11-741: Information Retrieval

Welcome to the IR course for CMU graduate-level students!

General Information

  • Time: TR 12:00-1:20pm
  • Location: NSH 3002
  • Instructors:
  • Textbooks: Modern Information Retrieval (MIR)(errata), Ricardo Baeza-Yates and Berthier Ribeiro-Neto, Addison-Wesley, 2000. Course notes and papers will also be distributed in lectures, or available online (/afs/cs.cmu.edu/academic/class/11741-s01/hand). In addition, selected papers or chapters in the following books (placed on reserve in the Engineering and Science Library, WEH 4th floor) will be used as reading material:
    • Foundations of Statistical Natural Language Processing (SNLP), C. Manning and H. Schutze. (1999), MIT Press.
    • Managing Gigabytes (2nd Ed.) Ian H. Witten, Alistair Moffat and Timothy C. Bell. (1999) Morgan Kaufmann, San Francisco, California.
    • Information Retrieval: Data Structure & Algorithms, Frakes, W.B. and Baeza-Yates, R.B. (1992) Prentice Hall, Englewood Cliffs, New Jersey (currently not available).
    • C.J. van Rijsbergen (1979) "Information Retrieval" available on-line.
    • Pattern Classification and Scene Analysis. Duda & Hart. (1973) Wiley-Interscience. New York.
    • Linear Algebra and Its Applications (3rd Ed.) Gilbert Strang. (1988) Harcourt Brace & Company, Orlando, Florida.
  • Course Description: This course studies the theory, design, and implementation of text-based information systems. The Information Retrieval core components of the course include statistical characteristics of text, representation of information needs and documents, several important retrieval models (Boolean, vector space, probabilistic, inference net, language modeling), clustering algorithms, automatic text categorization, and experimental evaluation. The software architecture components include design and implementation of high-capacity text retrieval and text filtering systems. A variety of current research topics are also covered, including cross-lingual retrieval, document summarization, machine learning, topic detection and tracking, and multi-media retrieval.

    Prerequisites :

    • Programming and data-structures at the level of 15-212 or higher.
    • Algorithms comparable to the undergraduate CS algorithms course (15-451) or higher.
    • Basic linear algebra (21-241 or 21-341) and basic statistics (36-202) or higher.

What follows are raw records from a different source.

PR #2418, opened 2023-06-02
CICD: Also push container images to GitHub Container Registry (ghcr.io)

Firefishy:
This adds the support to also push container images to GitHub Container Registry (ghcr.io)

The goreleaser code change have been briefly tested here ([minor changes to disable other builds](https://github.com/Firefishy/dnscontrol/commit/bc0c066aa18d9e1a3b4d643c5e22b22dd6f752ac)): https://github.com/Firefishy/dnscontrol/actions/runs/5153372408/jobs/9280525081 (👍 docker build/push worked, push GH release failed) and the GitHub container images are published here: https://github.com/Firefishy/dnscontrol/pkgs/container/dnscontrol

PR #2424, opened 2023-06-06
CICD: Add required GHA permissions for goreleaser

Firefishy:
Added the missing permissions required by goreleaser for releases.

Link: https://github.com/StackExchange/dnscontrol/pull/2418


Firefishy:
FYI [build here failed](https://github.com/StackExchange/dnscontrol/actions/runs/5187678662) because it doesn't contain the change in this PR.

It might be possible to force re-tag and force push the updated tag again to re-trigger the build.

    Homework (anticipated) : 4 programming assignments, 1 problem set and 1 reading summary per week.

    Grading : Grades will be based on 4 programming assignments (10% each, 40% total), 1 problem set (10% each, 10% total), weekly summary of pre-lecture readings (10% in total), a midterm exam (20%) and a final exam (20%).

    Workload : Moderate. 12 hours/week estimate.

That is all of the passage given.